Fun for All at NC Children’s Museums - Carolina Country

Fun for All at NC Children’s Museums

Find a museum near you to beat the summer heat

By Margaret Buranen

Fun for All at NC Children’s Museums

Discovery Place in Huntersville

A visit to a children’s museum is a cool way to spend a hot summer day. North Carolina has some fine museums designed to spark learning, fun and amazement in kids of all ages, including those listed here. (See museums’ websites for information on admission prices, parking, café hours, directions and general policies.)

Discovery Place - Nature

Discovery Place - Nature


Discovery Place Nature

1658 Sterling Rd., Charlotte
Insect Alley, adjacent butterfly pavilion (live insects), Naturalist Lab with scopes for close-up specimen viewing, Creature Cavern, Paw Paw Nature Trail to explore.

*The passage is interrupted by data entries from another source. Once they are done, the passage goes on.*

PR #1468, opened 2023-06-09
[python] Skip ingest of zero-cell uns arrays

### LINKED ISSUE #1466: [bug/python] Zero-length `uns` array in `.h5ad` raises an error
In a particular `.h5ad` input from a customer, with a zero-length array in an `uns` slot, the ingest fails with

```
SOMADenseNDArray shape must be a non-zero-length tuple of positive ints
```

johnkerl:
**Issue and/or context:** Resolves #1466

**Changes:** Don't ingest uningestibles

**Notes for Reviewer:** @aaronwolen @mojaveazure looking for compbio feedback on this approach


aaronwolen (approved):
Thank you!

PR #1474, opened 2023-06-12
[python] Simplify internal ingestion API via `IngestionParams`

johnkerl:
**Issue and/or context:** Currently, the user-level `ingest_mode` string in `tiledbsoma.io` is re-used for internal decision-making, via things like `if ingest_mode == "resume": ...`. This is already a little confusing, but it will be worse with append-mode (#1278).

**Changes:** On this PR we simplify by separating the single, easily keyable user-level mode string from a set of orthogonal, directly iffable boolean flags.

### DIFF
--- a/apis/python/src/tiledbsoma/io/ingest.py
+++ b/apis/python/src/tiledbsoma/io/ingest.py
@@ -66,6 +66,35 @@ Matrix = Union[DenseMatrix, SparseMatrix]
 _NDArr = TypeVar("_NDArr", bound=NDArray)
 _TDBO = TypeVar("_TDBO", bound=TileDBObject[RawHandle])
 
+# ----------------------------------------------------------------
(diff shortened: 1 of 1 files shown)


johnkerl:
@atolopko-czi @aaronwolen @mojaveazure ping 🙏

atolopko-czi (approved):
Looks reasonable to me!

Can `IngestMode` type be removed now? 

I might have even kept the name as `IngestMode` (or `IngestionMode`) in place of the new name, `IngestionParams`, since the caller that is _using_ this class care more about the "Mode", and doesn't care about the actual settings (params).

I suppose you could also introduce constants for each of the `IngestionParam` values, which would it allow to be used as `IngestionParams.WRITE`, e.g., or `IngestionMode.WRITE`.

Fort Wild has logs, boulders and wheelbarrows so kids can build forts. For kids of all ages.

Discovery Place Science Center

301 N Tryon St., Charlotte
Science and technology exhibits for all ages. Great new exhibits on oceans and the human body. Rainforest with real plants, animals — and humidity of the tropics. Hands on labs, IMAX theater presentations.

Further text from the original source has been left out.